Con César Brie ci diamo appuntamento al Teatro Fabbri di Vignola, verso ora di pranzo. Entriamo, e lo troviamo nel buio della sala a dare indicazioni ai suoi attori in prova. Lo spettacolo ha debuttato da tre giorni ma, come sempre accade nel teatro dell'attore e regista argentino, il lavoro sulla scena non finisce mai, la messa a punto dello spettacolo non si chiude col debutto. Karamazov, fra l'altro, porta a compimento il percorso di formazione "il cantiere delle arti", attraverso il quale Brie ha scelto i suoi attori. Partiamo dunque dall'inizio.
 
Ci racconta la genesi di Karamazov?
 
Mi era stato chiesto di portare a termine il percorso di formazione "Il cantiere delle arti" presentando uno spettacolo, iniziai allora a cercare del materiale da poter mettere in scena. Mi trovavo in un momento di forte demotivazione personale a causa della fine della mia esperienza in Bolivia con il Teatro de los Andes. Ero indeciso tra un testo classico, come Shakespeare, o uno contemporaneo, per esempio Rafael Spregerbuld che ho incontrato più volte in Argentina. In quel momento stavo valutando la possibilità anche di mettere in scena il Don Chisciotte
Poi mi sono ricordato di Dostoevskij, che avevo letto a 25 anni. Ripresi I Fratelli Karamazov e, mentre lo rileggevo, capii che sarebbe stato il punto di partenza del mio lavoro. Mi ha toccato nel vivo, perché parlava delle emozioni su cui stavo riflettendo in quel periodo. È un romanzo che contiene un discorso teologico molto duro da comprendere per un lettore contemporaneo, ma che resta un capolavoro della letteratura mondiale. Orientai dunque tutte le attività che svolgevo con i ragazzi, dall'indagine vocale agli esercizi di creazioni di immagini, in vista di una trasposizione dei Karamazov. A metà del seminario elaborai una prima riduzione dell'opera. Dopo essermi preso un mese di pausa, in cui ho ultimato 120 kili di jazz, un mio nuovo monologo, il 20 agosto completai la prima stesura. Avevo ridotto il libro di Dostoevskij a 20.000 parole, che sono state ulteriormente diminuite a 13.000 nella versione attuale (in generale sussiste un rapporto di 20 a 1 con il romanzo). Ciò significa che ho dovuto operare dei cambiamenti significativi, per esempio eliminando tutti i personaggi secondari. In questa operazione, però, era necessario tener conto anche delle esigenze narrative: avrei potuto togliere le figure dei servi, ma mi sarebbero tornate utili per raccontare le vicende in terza persona; anche la madre di Lisa aveva un ruolo marginale, ma avevo bisogno di un personaggio comico; senza la madre, inoltre, non sarebbe stato possibile rappresentare Lisa che parla solamente quando viene afferrata per i capelli e cade a terra ogni volta che vede Aleksej, a simboleggiare gli effetti dell'innamoramento.  
 
In che termini il lavoro di riduzione è stato influenzato dal seminario che stava svolgendo in parallelo?
 
Diciamo che i due piani si sono alimentati a vicenda. Già dall'inizio avevo in testa quali personaggi assegnare agli attori, quindi ci siamo esercitati in un primo momento creando azioni e metafore liberamente, poi in un secondo momento abbiamo affrontato il testo in maniera diretta. 
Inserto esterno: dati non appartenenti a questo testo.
PR #9268, opened 2020-01-09
Use AssertIndexRange some more

masterleinad:
Mostly generated by
```
find include/ source/ \( -name "*.cc" -o -name "*.h" \) -exec perl -0777 -i.original -pe 's/Assert\(([^<]*)[\s]*<([^,]*),[^E]*ExcIndexRange[^(]*\([\s]*\1,[\s]*0,[\s]*\2[\s]*\)[\s]*\);/AssertIndexRange(\1,\2);/igs' {} \;
```

PR #9283, opened 2020-01-10
Remove tensor.cc

masterleinad:
I don't see any reason to explicitly instantiate the `Tensor` class. The file was introduced to make  `Tensor::n_independent_components` ODR-usable. We can achieve this by moving the external declaration to the header file as well.
#9268 shows that we already have some cases where we are relying on implicit template instantiation where removing these results in undefined references to the respective `Tensor::n_independent_components` variables.


bangerth:
/rebuild

Let's see what happens!

PR #9286, opened 2020-01-11
Introduce \jump and \average commands to be used in the documentation.

bangerth:
This makes sure that we can be consistent in how we denote these operators: single or double brackets/braces; with or without spaces, etc.


bangerth:
This also satisfies a promise I made to @tjhei to be consistent between `FEInterfaceValues` and step-71. I will convert step-71 after that is merged (it's a collaboration with others, so I don't want to rebase that branch).

tjhei:
looks good. Please re-indent.

bangerth:
Indented. I keep forgetting that it also indents comments...

krishnakumarg1984:
if I remember  correctly, the video lectures also had this (minor) inconsistency with notation of the jump function in the gradient.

Per prima cosa ho costruito l'impianto narrativo, utilizzando un processo che amo molto: far presentare un personaggio in terza persona da un altro, ma che al contempo interagisce con lui. Creo in pratica una sovrapposizione di livelli che sembra naturale ma non lo è. Nel racconto cerco di inserire già il rapporto che intercorre fra due figure, le azioni degli attori diventano quindi complementari alle loro parole. Il pubblico non si accorge facilmente di questo meccanismo, e, a dire il vero, neanche i critici; ma sono molto contento, perché significa che ho trovato un metodo che scorre pur essendo complesso.   
Lo spettacolo comunque non è terminato, ci sono molti punti su cui devo ancora lavorare. In particolar modo la prima parte manca di immagini potenti, che riescano ad assumere un valore metaforico.
La fatica più consistente è stata tagliare, escogitare dei modi per sintetizzare in poche parole temi che nel romanzo sono sviluppati in capitoli interi. A costo anche di eliminare parti considerate centrali, come può essere La leggenda del grande inquisitore. Faulkner riassume questo concetto con kill your darling!, taglia anche ciò che ti piace, non solo quello che non ti convince (non so perché la gente sia così innamorata di questo pezzo, io ho sempre preferito il capitolo precedente sulla ribellione). Così facendo ho accorpato anche dei personaggi. È il caso di Rakitin, il monaco invidioso e opportunista, che oggi corrisponderebbe al classico ragazzo progressista del PD e che è stato fuso con la figura del servo Smerdjakoff. In particolare la frase «c'è puzza di morto in casa Karamazov» appartiene a Rakitin, non a Smerdjakoff.
 
Dello spettacolo ci ha colpito molto il suo essere fedele al romanzo ma al tempo stessso l'essere attraversato da una visione che è evidentemente frutto della sua poetica. In cosa, a suo modo di vedere, Dostoevskij è ancora attuale?
 
La grande capacità di Dostoevskij è quella di non chiudere mai le storie e le tesi che espone. C'è uno studio che è alla base del mio lavoro: il saggio che Bachtin ha iniziato a scrivere nel 1927 e che pare essere anche fra i motivi per cui sia scampato dell'orrore del gulag (Dostoevskij. Poetica e stilistica). Bachtin spiega in modo esemplare il concetto di “romanzo polifonico” e come Dostoevskij riesca a lasciare la sua voce sempre in sordina. Non ha una tesi predefinita, o meglio ce l'ha ma la esclude dal romanzo, facendo in modo che i fili rimangano aperti. La sua grandezza è evidente nei dialoghi: due persone discutono fra loro, ma non si delinea nessun giudizio, sei tu a decidere chi possa aver ragione. 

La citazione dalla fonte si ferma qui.